VLOG[0]: Why are we building MirrorDB?

by Frank Hampus Weslien 2022-11-13

Why are we building MirrorDB? We want to build local-first web apps with p2p syncing and there doesn’t exist a database that allow us to build them.

The web has become more and more powerful as an application platform. You have support for:

You can even install web apps and add them to your home screen across both mobile, and desktop by creating a progressive web app (PWA).

The web has a lot to offer. Especially considering the web’s two fundamental advantages: reach (you can link to a runnable application), and avoid the apple/play store tax. We believe that today you could write 10x better versions of a lot of applications by going web native.

Imagine apps which you can reach via a url. No login required. It can be installed and added to your homescreen. If you want to pair your phone and laptop you scan a QR code and it will automatically start syncing. There are a lot of apps where this design would work brilliantly and with does applications in mind we can start sketching the requirements for our database.

As soon as a user adds a new entry we want to be able to update all queries so that the UI always reflects the latest state. We need a query language with a focus on joins; it is very typical for the UI to want data about multiple related entities. A user also expects to be able to make changes on their phone, turn it off, keep using the app on their laptop and still in the end be able to merge the state on the phone and laptop without conflicts. Ideally, the merging-layer is protocol agnostic and works across: files, bluetooth, usb, webrtc, websocket, and etc.

There are a couple of technologies/ideas that we believe will work great in tandem to realise this vision.

IndexedDB is a database that exists in your browser and allows you to store structured data and create indexes on that data. Obviously you can not create a local-first web app without it.

Typescript/Rust will be used to build the database. Typescript adds extra safety compared to Javascript while still giving us access to all browser API:s. Rust is interesting because of its great webassembly support. Databases are performance critical and webassembly might greatly speed it up.

CRDTs, conflict-free replicated data types, are a type of data structure with merging built in. The idea is that instead of writing complex algorithms for merging data we push it into the very semantics of the data structure itself and get merging for free. Sets are a basic example of such a data structure; you can always join two sets without there being conflicts.

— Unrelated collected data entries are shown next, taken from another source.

PR #713, opened 2016-01-03
Remove store

ejholmes:
This removes the internal `store` type, in favor of passing around a `*gorm.DB` instance. This is better, because it allows us to define better transactional boundaries, so we can wrap methods on the Empire struct in a transaction. This fixes that bug (thought we had an issue for it but couldn't find it) where deploying a docker image that didn't exist would still create an app within Empire, as well as some race conditions during release creation.


configs.go
```diff
@@ -156,18 +151,20 @@ func (s *configsService) Set(ctx context.Context, opts SetOpts) (*Config, error)
...
 			// It's possible to have config without releases, this handles that.
-			c, err := s.store.ConfigsFirst(ConfigsQuery{App: app})
+			c, err := configsFind(db, ConfigsQuery{App: app})
 			if err != nil {
 				if err == gorm.RecordNotFound {
-					return s.store.ConfigsCreate(&Config{
-						App:  app,
-						Vars: make(Vars),
-					})
+					// Return an empty config.
```
ejholmes: This actually exposed a problem with using `created_at` to determine what is the current config for an app. There was a case where, when setting config on an app that didn't have any releases, 2 configs would get created at about the same time; 1 empty config and 1 with the update vars. Returning an empty config here fixes that race, but using an auto incremented id to order would probably be better.

apps.go
```diff
@@ -217,27 +202,28 @@ func (s *scaler) Scale(ctx context.Context, opts ScaleOpts) (*Process, error) {
...
+	if err := processesUpdate(db, p); err != nil {
+		return nil, err
+	}
+
+	// If there are no changes to the process size, we can do a quick scale
+	// up, otherwise, we will resubmit the release to the scheduler.
+	if c == nil {
+		return p, s.Scheduler.Scale(ctx, release.AppID, string(p.Type), uint(quantity))
+	} else {
+		return p, s.releaser.Release(ctx, release)
```
ejholmes: This also fixes the issue where scaling with a new process size (e.g. `emp scale web=2:256:20m`) would require a new deployment to take effect.

releases.go
```diff
@@ -94,42 +102,82 @@ func (q ReleasesQuery) DefaultRange() headerutil.Range {
...
+// releasesService is a service for creating and rolling back a Release.
+type releasesService struct {
+	*Empire
+}
+
+// ReleasesCreate creates a new release then submits it to the scheduler.
+func (s *releasesService) ReleasesCreate(ctx context.Context, db *gorm.DB, r *Release) (*Release, error) {
+	// Lock all releases for the given application to ensure that the
+	// release version is updated automically.
+	if err := db.Exec(`select 1 from releases where app_id = ? for update`, r.App.ID).Error; err != nil {
```
ejholmes: Also found an issue where the previous lock we were obtaining wasn't sufficient to protect the atomicity of the Version of a release. See [TestEmpire_Deploy_Concurrent](https://github.com/remind101/empire/blob/395d91fc570b0e11a7553a899bb8e8c3a12b76f0/tests/empire/empire_test.go#L148-L206).

phobologic:
:+1:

Datalog is a simple but powerful language to write logical programs over a set of facts. Usually the facts are separated into different tables like this:

Person Table

ID	Name	Born
100	“James Cameron”	“1954-08-16”
200	“Quentin Tarantino”	“1963-03-27”
…	…	…

Movie Table

ID	Title	Release Date	Director
300	“The Terminator”	“1984-10-26”	100
400	“Pulp Fiction”	“1994-05-21”	200
500	“Aliens”	“1986-07-18”	100
…	…	…	…

In Datalog you take existing tables and create new ones. Here, I look for all the movies each director has made by combining the information from two tables.


  DirectorToMovie(dir_name, movie_title) :-
    Person(dir_id, dir_name, _),
    Movie(_, movie_title, _, dir_id)

Look here for an introduction to datalog.

Triple Stores are nice because they are so simple (and easy to make into a CRDT). You can think of it as your database only consisting of one table with three columns: “id”, “attribute”, and “value”. Even though it is so simple you can model any kind of data. Infact, let’s try to merge the Person and Movie tables above into one.

Example:

ID	Attribute	Value
100	“person/name”	“James Cameron”
100	“person/born”	“1954-08-16”
200	“person/name”	“Quentin Tarantino”
200	“person/born”	“1963-03-27”
300	“movie/title”	“The Terminator”
300	“movie/director”	100
300	“movie/release-date”	“1984-10-26”
400	“movie/title”	“Pulp Fiction”
400	“movie/director”	200
400	“movie/release-date”	“1994-05-21”
500	“movie/title”	“Aliens”
500	“movie/director”	100
500	“movie/release-date”	“1986-07-18”
…	…	…

Notice how there is a lot of replicated information. This is actually useful because it makes it very simple to update individual attributes for an entity, especially in a distributed system such as ours. If we add timestamps to all triples we can resolve merges by always picking the latest one.¹

We feel very hopeful that we will be able to solve our problem by combining all these technologies/ideas. Now we just need to do the difficult thing of building it!

¹ Note that we shouldn’t be using normal timestamps but instead use something like a Hybrid Logical Clock.